Blue Prism supports single sign-on using Microsoft Active Directory Domain Services which allows users who have been authenticated by the operating system, and who are members of appropriate domains and forests, to log into Blue Prism without resubmitting their credentials.
Blue Prism provides two types of environment for managing Active Directory authentication to the platform:
- Multi-authentication environment – supports Active Directory accounts where roles are mapped to individual users in Blue Prism. In multi-authentication environments, Active Directory users can be contained in multiple domains and multiple forests. This environment type also supports Blue Prism native authentication and external identity provider authentication, see Authentication in Blue Prism for more details.
- Single-authentication environment – referred to as Active Directory Single Sign-On authentication prior to Blue Prism 6.8, it supports Active Directory accounts only where roles are mapped to Active Directory security groups. In single-authentication environments, Active Directory users can be contained within multiple domains but only a single forest.
The environment type is selected when the database is created and it can only be changed when converting a single-authentication Active Directory environment to a multi-authentication Active Directory environment.
A given Blue Prism device can only connect to one environment at any one time but it can be configured to connect to many environments, which can each be configured with one of the available sign-in methods.
Blue Prism administrators who are members of an Active Directory domain must enable Active Directory authentication on the System > Security - Sign-on Settings screen in the Blue Prism client.
They must then create Active Directory user accounts by retrieving users from the Active Directory and assigning them to Blue Prism user roles, in order for the Active Directory sign-in option to display on the Blue Prism login screen.
To use Active Directory authentication in a multi-authentication environment, all devices must be connected via a Blue Prism application server with a secure connection type. See supported connection modes below.
Single-authentication Active Directory
When configuring Active Directory authentication in a single-authentication environment, it is necessary to specify the Active Directory domain where the security groups that will be associated with Blue Prism security roles will reside. Additionally, the security group whose members will be granted System Administrator access must be selected.
Once the system administrators have been configured with access, the mapping between the other Blue Prism security roles and Active Directory security groups can take place.
Only the following client/server connection modes are supported for Active Directory authentication:
- WCF: SOAP with Message Encryption and Windows Authentication,
- WCF: SOAP with Transport Encryption and Windows Authentication
- .NET Remoting: Secure.
Blue Prism administrators can convert a single-authentication Active Directory database to a multi-authentication Active Directory environment.
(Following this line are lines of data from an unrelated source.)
PR #2555, opened 2023-06-12
Upgrade to Pulsar 3.0.1 (BATCH-318)

richscott:
Update Pulsar images to version 3.0.0. That version now has direct support for ARM64 images, so remove references to locally-built ones. Update pulsar-client Go library to latest version (v0.10.0).

Also, change a `rmdir` invocation to `rm -r` in e2e test target of makefile, in case the .kube directory is not already empty.

Some mocks had to be regenerated (via `make generate` target) as the new `pulsar-client-go` version now has `Consumer.Ack(Message)` and `Consumer.AckID(msgID)` returning an `error`.

All unit tests, plus the `tests-e2e` and `tests-e2e-airflow` integration tests pass successfully, with these changes.

**These changes won't be merged until approved and/or tested by GR devs.**

Fixes https://gr-oss.atlassian.net/browse/BATCH-318

┆Issue is synchronized with this [Jira Task](https://gr-oss.atlassian.net/browse/BATCH-345) by [Unito](https://www.unito.io)


Sharpz7:
I see no problems with this, outside of changing the `go.mod`. I found that doing that broke the linting completely as well when I tried it with goreleaser.

Sharpz7:
Can you add in the new image here as well? https://github.com/armadaproject/armada/blob/master/magefiles/developer.go#L32

internal/lookout/repository/schema/statik/statik.go
```diff
@@ -9,6 +9,6 @@ import (
 const LookoutSql = "lookout/sql" // static asset namespace
 
 func init() {
```
kannon92, line 11: From this file and below, do you know why these were included?  Looks like we committed code unrelated to pulsar upgrade as I hope lookout is unrelated to Pulsar.

richscott: I agree - Lookout is unrelated to Pulsar (as far as I know). When I did the Pulsar 3 upgrade, I had to upgrade the `pulsar-client-go` library (see the (very few) changes in `go.mod`), and they changed the signature on about 3 functions to start returning an `error` (when they returned nothing before). So I fixed our interface definitions that needed those changes, which required regenerating the mocks - that last step caused all the changes in the lookout/lookoutv2 dirs, including that giant statik definition. I thought about seeing if I could revert some of the files that were changed by `generate`, but compilation and testing quickly failed, so I just stayed with clean generated updates (I did no manual tweaks to those files after running the generate step).

kannon92 (dismissed):

PR #2561, opened 2023-06-14
Job Service: remove redundant call

Mo-Fatah:
Partially addresses #2494 
This is a temporary fix for the redundant call of `UpdateJobSetDb`. 
It is not a prefect to remove subscription check from `UpdateJobSetDb` because we should update only subscribed jobsets. However, the logic in `server.go` has to do this check first to subscribe any new incoming jobsets. So, I believe the current fix is not perfect but it is safe until a further broader changes to how we perform new jobset subscriptions.

┆Issue is synchronized with this [Jira Task](https://gr-oss.atlassian.net/browse/BATCH-350) by [Unito](https://www.unito.io)


richscott (approved):
Looks good!

PR #2563, opened 2023-06-15
Filter list of queues in verbose scheduling report

zuqq:
Verbose scheduling reports currently include all the queues, which can be too noisy.

┆Issue is synchronized with this [Jira Task](https://gr-oss.atlassian.net/browse/BATCH-352) by [Unito](https://www.unito.io)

This is a one-way irreversible operation which converts all single-authentication accounts in a Blue Prism environment to multi- authentication accounts, automatically mapping roles to individual users based on their Active Directory security group membership (after which group membership is no longer relevant).
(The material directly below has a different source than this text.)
PR #2565, opened 2023-06-15
NodeDb: consider all nodes within the same bucket

severinson:
This PR fixes a bug where not all nodes rounded to the same amount of allocatable resources were considered.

This feature is available in the single sign-on settings for administrators using the single-authentication environment.
Before starting the conversion please ensure:
- you are using one of the supported connections for Active Directory authentication.
- you have backed up your database.
- you have stopped all processes.
- all users and runtime resources are logged out of the environment.
After closing down any runtime resources the administrator will need to wait two minutes before they are able to perform the conversion, otherwise they will be reminded that all users must be logged out before they can proceed with the conversion.
Please be aware that depending on the number of users you are converting and any potential latency, the database conversion might take a few minutes.
When converting a single-authentication Active Directory environment to a multi-authentication Active Directory environment, administrators are prompted to create a recovery administrator user that uses Blue Prism native authentication. A native user with a secure password is required during the conversion process as Active Directory users in a multi-authentication environment cannot update an expired license using Active Directory credentials, since a Blue Prism server cannot be started with an expired license and Active Directory users cannot sign in to this environment using a direct SQL server database connection.
This user can be removed once the database conversion has completed, however it is recommended to retain it for troubleshooting purposes, particularly in environments where all administrator accounts use multi-authentication Active Directory.
For more information on managing multi-authentication user accounts, see Manage users.
Runtime resource authentication
Runtime resources can authenticate via Active Directory either in a multi-authentication or single‑authentication environment by passing the /sso switch in the command line at resource start-up. The /sso switch supports only the client/server connection modes mentioned above.
Authentication occurs using the currently logged-in Windows user's credentials. In a multi-authentication environment, the runtime resource inherits the Blue Prism user roles mapped to the currently logged-in Windows user. In a single-authentication environment, the runtime resource inherits the Blue Prism roles mapped to the Active Directory security groups to which the currently logged-in Windows user has been assigned.
If you experience any issues, see Single Sign-on troubleshooting.